_Exercise objective_
Select from the data all lines with the word "instead".

*** Block opens ***

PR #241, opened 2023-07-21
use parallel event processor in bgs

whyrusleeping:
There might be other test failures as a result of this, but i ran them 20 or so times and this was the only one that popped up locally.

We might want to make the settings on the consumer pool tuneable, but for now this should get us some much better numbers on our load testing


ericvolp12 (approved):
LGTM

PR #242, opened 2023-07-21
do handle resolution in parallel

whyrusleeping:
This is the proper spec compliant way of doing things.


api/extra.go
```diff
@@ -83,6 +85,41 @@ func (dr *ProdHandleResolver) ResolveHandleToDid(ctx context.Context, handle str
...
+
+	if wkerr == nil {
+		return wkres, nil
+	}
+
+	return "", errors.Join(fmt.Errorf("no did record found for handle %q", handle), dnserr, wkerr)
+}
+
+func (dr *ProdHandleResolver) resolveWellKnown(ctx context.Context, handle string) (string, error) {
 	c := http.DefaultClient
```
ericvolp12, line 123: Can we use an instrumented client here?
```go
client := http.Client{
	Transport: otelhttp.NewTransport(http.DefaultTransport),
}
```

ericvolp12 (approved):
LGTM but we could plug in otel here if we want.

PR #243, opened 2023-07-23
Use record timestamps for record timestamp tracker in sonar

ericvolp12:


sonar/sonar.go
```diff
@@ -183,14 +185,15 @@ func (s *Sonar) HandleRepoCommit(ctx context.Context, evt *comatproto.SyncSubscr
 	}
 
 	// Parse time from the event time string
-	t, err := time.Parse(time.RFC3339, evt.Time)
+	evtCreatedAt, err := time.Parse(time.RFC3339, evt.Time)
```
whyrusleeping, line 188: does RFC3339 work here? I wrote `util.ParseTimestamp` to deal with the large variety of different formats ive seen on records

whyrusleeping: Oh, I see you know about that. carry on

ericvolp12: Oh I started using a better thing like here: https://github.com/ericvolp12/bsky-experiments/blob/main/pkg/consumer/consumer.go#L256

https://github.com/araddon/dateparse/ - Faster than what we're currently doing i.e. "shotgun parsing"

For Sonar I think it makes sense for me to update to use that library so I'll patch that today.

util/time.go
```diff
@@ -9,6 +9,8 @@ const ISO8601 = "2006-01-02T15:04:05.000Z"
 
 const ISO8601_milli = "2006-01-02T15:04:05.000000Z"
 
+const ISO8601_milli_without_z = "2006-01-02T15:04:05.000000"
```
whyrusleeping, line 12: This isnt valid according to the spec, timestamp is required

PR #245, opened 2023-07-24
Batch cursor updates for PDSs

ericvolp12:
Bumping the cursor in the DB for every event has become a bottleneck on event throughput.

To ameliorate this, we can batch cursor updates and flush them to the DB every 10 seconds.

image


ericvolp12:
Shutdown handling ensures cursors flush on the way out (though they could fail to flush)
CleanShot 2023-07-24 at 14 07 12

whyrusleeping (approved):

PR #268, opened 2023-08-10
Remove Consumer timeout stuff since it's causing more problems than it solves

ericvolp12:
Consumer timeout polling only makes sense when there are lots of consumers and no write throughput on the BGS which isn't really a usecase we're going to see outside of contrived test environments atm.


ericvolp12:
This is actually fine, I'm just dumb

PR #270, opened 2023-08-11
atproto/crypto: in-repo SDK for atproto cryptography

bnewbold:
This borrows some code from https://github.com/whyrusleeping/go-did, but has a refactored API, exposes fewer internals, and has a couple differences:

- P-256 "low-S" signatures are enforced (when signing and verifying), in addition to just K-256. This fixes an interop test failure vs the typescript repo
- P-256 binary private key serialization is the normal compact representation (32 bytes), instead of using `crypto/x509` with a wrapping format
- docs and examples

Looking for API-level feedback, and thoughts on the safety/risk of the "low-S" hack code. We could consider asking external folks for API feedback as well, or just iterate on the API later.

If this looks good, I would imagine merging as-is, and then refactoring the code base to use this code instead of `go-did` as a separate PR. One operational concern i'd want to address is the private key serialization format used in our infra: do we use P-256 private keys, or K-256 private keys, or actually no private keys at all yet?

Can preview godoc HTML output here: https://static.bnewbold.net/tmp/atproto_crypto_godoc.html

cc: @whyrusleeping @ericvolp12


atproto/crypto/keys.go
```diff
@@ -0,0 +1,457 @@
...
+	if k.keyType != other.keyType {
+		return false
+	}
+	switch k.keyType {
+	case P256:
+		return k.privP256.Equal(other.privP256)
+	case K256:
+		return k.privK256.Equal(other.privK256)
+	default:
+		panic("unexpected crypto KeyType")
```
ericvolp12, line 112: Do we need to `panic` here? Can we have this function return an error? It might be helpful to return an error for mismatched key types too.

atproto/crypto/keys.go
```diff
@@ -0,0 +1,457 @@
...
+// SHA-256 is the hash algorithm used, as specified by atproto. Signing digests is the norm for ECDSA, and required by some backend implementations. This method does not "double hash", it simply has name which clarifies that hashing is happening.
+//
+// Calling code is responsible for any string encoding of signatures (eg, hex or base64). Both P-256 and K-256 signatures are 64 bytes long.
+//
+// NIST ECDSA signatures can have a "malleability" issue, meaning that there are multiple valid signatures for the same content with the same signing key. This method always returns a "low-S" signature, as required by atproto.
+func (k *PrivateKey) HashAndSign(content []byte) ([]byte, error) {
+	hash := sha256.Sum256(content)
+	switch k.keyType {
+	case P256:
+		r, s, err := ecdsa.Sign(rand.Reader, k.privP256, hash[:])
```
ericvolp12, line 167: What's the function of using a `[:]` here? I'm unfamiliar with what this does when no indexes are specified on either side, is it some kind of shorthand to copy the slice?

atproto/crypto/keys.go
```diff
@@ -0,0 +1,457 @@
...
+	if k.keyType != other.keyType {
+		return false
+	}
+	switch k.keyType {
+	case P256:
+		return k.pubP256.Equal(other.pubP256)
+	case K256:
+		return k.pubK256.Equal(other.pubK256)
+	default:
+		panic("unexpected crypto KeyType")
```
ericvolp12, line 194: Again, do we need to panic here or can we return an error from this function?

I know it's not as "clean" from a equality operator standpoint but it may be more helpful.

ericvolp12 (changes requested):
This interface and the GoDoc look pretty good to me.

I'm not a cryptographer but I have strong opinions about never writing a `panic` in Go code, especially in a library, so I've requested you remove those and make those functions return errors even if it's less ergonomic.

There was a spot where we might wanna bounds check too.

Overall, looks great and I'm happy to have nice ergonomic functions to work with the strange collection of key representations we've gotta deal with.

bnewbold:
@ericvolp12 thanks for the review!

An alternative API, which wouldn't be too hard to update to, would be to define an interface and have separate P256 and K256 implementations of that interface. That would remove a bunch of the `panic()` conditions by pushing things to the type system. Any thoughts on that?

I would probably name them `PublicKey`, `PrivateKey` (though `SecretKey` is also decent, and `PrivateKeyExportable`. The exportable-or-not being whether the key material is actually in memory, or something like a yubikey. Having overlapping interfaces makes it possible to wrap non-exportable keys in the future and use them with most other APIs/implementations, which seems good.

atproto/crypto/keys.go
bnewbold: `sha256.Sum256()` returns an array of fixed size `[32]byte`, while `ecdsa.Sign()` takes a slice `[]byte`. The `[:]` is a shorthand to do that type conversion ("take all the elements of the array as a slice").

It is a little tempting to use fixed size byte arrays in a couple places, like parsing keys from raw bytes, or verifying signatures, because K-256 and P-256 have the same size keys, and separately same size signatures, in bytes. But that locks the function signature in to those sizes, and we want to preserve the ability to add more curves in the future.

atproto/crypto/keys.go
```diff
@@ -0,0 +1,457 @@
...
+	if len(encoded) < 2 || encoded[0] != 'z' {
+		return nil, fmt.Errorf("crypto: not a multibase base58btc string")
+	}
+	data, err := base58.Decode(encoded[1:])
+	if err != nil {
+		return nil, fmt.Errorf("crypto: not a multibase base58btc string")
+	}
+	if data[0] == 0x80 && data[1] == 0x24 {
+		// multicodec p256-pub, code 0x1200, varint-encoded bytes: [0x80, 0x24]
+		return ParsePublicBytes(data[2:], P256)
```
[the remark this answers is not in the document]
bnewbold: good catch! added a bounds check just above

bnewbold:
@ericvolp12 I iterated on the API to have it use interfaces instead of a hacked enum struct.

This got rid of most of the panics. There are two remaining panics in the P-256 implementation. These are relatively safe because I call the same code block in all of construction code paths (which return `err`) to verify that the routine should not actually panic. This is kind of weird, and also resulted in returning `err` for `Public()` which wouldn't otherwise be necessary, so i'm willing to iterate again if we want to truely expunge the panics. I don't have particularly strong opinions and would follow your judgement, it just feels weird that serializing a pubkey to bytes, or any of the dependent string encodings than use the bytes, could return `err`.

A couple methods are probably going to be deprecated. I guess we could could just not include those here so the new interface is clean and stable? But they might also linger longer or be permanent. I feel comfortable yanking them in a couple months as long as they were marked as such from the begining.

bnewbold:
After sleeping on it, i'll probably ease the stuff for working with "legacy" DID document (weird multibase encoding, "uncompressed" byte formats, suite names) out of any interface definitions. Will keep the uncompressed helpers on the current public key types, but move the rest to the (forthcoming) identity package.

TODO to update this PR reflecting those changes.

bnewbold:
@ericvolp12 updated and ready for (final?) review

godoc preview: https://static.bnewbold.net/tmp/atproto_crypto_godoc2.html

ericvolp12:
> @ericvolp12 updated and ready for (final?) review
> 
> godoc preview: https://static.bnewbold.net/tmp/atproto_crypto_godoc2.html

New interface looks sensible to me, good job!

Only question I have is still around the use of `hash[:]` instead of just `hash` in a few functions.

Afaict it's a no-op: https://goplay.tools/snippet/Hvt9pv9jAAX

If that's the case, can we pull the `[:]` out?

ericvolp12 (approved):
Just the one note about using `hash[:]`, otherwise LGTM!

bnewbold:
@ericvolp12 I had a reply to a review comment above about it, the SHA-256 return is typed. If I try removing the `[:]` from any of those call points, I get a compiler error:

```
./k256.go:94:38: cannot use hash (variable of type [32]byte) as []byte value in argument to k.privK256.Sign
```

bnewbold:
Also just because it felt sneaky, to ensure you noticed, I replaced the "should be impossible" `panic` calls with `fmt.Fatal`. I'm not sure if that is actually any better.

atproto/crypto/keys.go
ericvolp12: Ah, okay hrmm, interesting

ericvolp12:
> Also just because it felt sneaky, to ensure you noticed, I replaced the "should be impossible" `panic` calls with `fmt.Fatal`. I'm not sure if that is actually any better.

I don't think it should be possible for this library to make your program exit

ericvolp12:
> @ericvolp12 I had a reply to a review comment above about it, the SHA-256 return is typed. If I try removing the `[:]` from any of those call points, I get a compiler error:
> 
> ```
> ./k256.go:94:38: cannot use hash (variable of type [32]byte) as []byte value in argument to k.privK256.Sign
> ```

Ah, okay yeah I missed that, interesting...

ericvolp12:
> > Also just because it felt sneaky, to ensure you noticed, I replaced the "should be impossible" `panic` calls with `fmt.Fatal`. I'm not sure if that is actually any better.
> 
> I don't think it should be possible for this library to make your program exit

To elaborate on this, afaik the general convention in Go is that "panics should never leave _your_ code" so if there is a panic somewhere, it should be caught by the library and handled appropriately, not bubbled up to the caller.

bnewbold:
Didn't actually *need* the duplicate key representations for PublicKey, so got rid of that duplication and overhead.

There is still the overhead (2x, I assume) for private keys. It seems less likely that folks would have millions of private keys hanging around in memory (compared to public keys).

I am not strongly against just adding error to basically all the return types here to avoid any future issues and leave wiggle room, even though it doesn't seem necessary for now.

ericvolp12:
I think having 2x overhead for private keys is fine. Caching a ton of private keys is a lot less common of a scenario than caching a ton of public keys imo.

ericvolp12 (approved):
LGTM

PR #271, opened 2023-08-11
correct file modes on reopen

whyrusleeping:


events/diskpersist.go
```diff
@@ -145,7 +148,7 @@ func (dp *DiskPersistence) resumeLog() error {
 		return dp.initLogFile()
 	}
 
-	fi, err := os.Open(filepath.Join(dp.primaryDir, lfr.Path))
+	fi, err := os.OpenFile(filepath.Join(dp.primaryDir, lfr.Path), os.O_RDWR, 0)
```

*** Block closes ***

_Answer box_
- P-256 binary private key serialization is the normal compact representation (32 bytes), instead of using `crypto/x509` with a wrapping format
If this looks good, I would imagine merging as-is, and then refactoring the code base to use this code instead of `go-did` as a separate PR. One operational concern i'd want to address is the private key serialization format used in our infra: do we use P-256 private keys, or K-256 private keys, or actually no private keys at all yet?
@ericvolp12 I iterated on the API to have it use interfaces instead of a hacked enum struct.
Only question I have is still around the use of `hash[:]` instead of just `hash` in a few functions.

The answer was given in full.